Semi Join (customers with orders):
shape: (2, 2)
┌─────────────┬───────┐
│ customer_id ┆ name  │
│ ---         ┆ ---   │
│ i64         ┆ str   │
╞═════════════╪═══════╡
│ 1           ┆ Alice │
│ 2           ┆ Bob   │
└─────────────┴───────┘

Anti joins are great for finding missing records. Semi joins filter rows without adding columns from the right table. This is useful for cleaning data before analysis. For more on handling missing data, see Handling Null & Missing Values in Polars.

Joining on Multiple Keys

You can join on multiple columns by passing a list to the on parameter. This is common with composite keys.


# DataFrames with composite keys
df1 = pl.DataFrame({
    "year": [2020, 2020, 2021],
    "product": ["A", "B", "A"],
    "sales": [100, 150, 200]
})
df2 = pl.DataFrame({
    "year": [2020, 2020, 2021],
    "product": ["A", "B", "B"],
    "target": [120, 160, 180]
})

# Inner join on two keys
multi_join = df1.join(df2, on=["year", "product"])
print("Multi-key Join:")
print(multi_join)

Multi-key Join:
shape: (2, 4)
┌──────┬─────────┬───────┬────────┐
│ year ┆ product ┆ sales ┆ target │
│ ---  ┆ ---     ┆ ---   ┆ ---    │
│ i64  ┆ str     ┆ i64   ┆ i64    │
╞══════╪═════════╪═══════╪════════╡
│ 2020 ┆ A       ┆ 100   ┆ 120    │
│ 2020 ┆ B       ┆ 150   ┆ 160    │
└──────┴─────────┴───────┴────────┘

Only matching year-product combinations appear. This ensures precise merging when a single column is not unique.

Handling Overlapping Column Names

When both DataFrames have columns with the same name (other than the join key), Polars adds a suffix. You can customize it using the suffix parameter.


# DataFrames with overlapping columns
left = pl.DataFrame({
    "id": [1, 2],
    "value": [10, 20],
    "info": ["a", "b"]
})
right = pl.DataFrame({
    "id": [1, 2],
    "value": [100, 200],
    "info": ["x", "y"]
})

# Join with default suffix
joined = left.join(right, on="id", suffix="_right")
print("Join with suffix:")
print(joined)

Join with suffix:
shape: (2, 5)
┌─────┬───────┬──────┬───────────┬──────────┐
│ id  ┆ value ┆ info ┆ value_rig ┆ info_rig │
│ --- ┆ ---   ┆ ---  ┆ ---       ┆ ---      │
│ i64 ┆ i64   ┆ str  ┆ i64       ┆ str      │
╞═════╪═══════╪══════╪═══════════╪══════════╡
│ 1   ┆ 10    ┆ a    ┆ 100       ┆ x        │
│ 2   ┆ 20    ┆ b    ┆ 200       ┆ y        │
└─────┴───────┴──────┴───────────┴──────────┘

You can also rename columns before joining for cleaner output. This avoids confusion and keeps your DataFrame schema tidy. For more on managing columns, check Polars Data Type Casting & Schema Management.

Performance Tips

Polars is optimized for speed. However, you can improve performance further. Always join on columns that are sorted if possible. Use lazy evaluation by chaining operations with pl.LazyFrame.

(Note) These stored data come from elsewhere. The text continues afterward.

PR #1101, opened 2024-10-21
PB-1066: Fix error window geolocation can not be closed

ismailsunni:
Original issue is caused by multtiple tries of geolocation, but keep getting failed result. It will show many `Error Window` with the same value, so when you close only 1 or 2, it seems the error window is still there.

I am fixing this by adding the number of similar error in the error window title. When you click the close button, it will remove the similar error altogether.

image

It can be discussed though. Another alternatives:

1. Put another button to close all the similar error window. So we have two button, one will close one error and one will close all similar error. Drawback: it might be confusing and polluting the UI.
2. Add another action to close all the window, for example right-click. It will need a tooltip for it
3. Remove the count in the error window altogether. We will always close all similar error window. It might be a good solution, but it failed to show that the application requesting the geolocation several times

### DIFF
--- a/src/App.vue
+++ b/src/App.vue
@@ -78,8 +78,7 @@ function refreshPageTitle() {
             v-if="error"
             title="error"
             :count="errorCount"
-            @close="store.dispatch('removeError', { error, ...dispatcher })"
-            @close-all="store.dispatch('removeSimilarError', { error, ...dispatcher })"
+            @close="store.dispatch('removeSimilarError', { error, ...dispatcher })"
         >
             <div>
                 {{ i18n.t(error.msg, error.params) }}
--- a/src/App.vue
+++ b/src/App.vue
@@ -27,6 +27,15 @@ const error = computed(() => {
     }
     return null
 })
+const errorCount = computed(() => {
+    let count = 0
+    store.state.ui.errors.forEach((e) => {
+        if (error.value.equals(e)) {
+            count++
+        }
+    })
+    return count
+})
 const warning = computed(() => {
     if (store.state.ui.warnings.size > 0) {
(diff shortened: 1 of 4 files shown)


ltkum:
there is a PR here (https://github.com/geoadmin/web-mapviewer/pull/1092) which goal is to stop identical errors to populate the list. The issue was caused by the equality check from the `set` not being thorough enough. That being said, it was discussed to set a number on the right to tell the user how many messages he has (even if they're not the same error)

ismailsunni:
@ltkum yes, I was thinking the same approach as yours also. But I was not sure which one should we choose. I don't mind if we go with your PR's approach since it will also fix the issue. Is it ready to be reviewed?

> That being said, it was discussed to set a number on the right to tell the user how many messages he has (even if they're not the same error)

I can add this feature (since I already implemented it in this PR) after you merge your PR.

ltkum:
> @ltkum yes, I was thinking the same approach as yours also. But I was not sure which one should we choose. I don't mind if we go with your PR's approach since it will also fix the issue. Is it ready to be reviewed?
> 
> > That being said, it was discussed to set a number on the right to tell the user how many messages he has (even if they're not the same error)
> 
> I can add this feature (since I already implemented it in this PR) after you merge your PR.

It should be ready. I'll add you to the reviewers :)

ismailsunni:
hi @ltshb since we already merge @ltkum 's PR that also solves the issue, what should I add from this PR? I was thinking about adding the number of error in the error message's title (as shown in my screencast)

ismailsunni:
similar approach already done by @ltkum on #1092 with additional bug fix I made #1112 . I am closing this PR.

Avoid cross joins on large datasets. They can generate billions of rows quickly. Use the how parameter explicitly to make your intent clear. This also helps with code readability.

When working with large data, consider using the streaming option. It processes data in chunks, reducing memory usage. This is especially helpful for joins that produce large intermediate results.

Conclusion

Joining and merging DataFrames is a fundamental skill in Polars. You now know how to perform inner, left, outer, cross, anti, and semi joins. You can join on single or multiple keys. You can handle overlapping column names with suffixes.

Polars makes these operations fast and intuitive. Practice with your own data to build confidence. For deeper learning, explore the Polars expression system. It powers these join operations behind the scenes.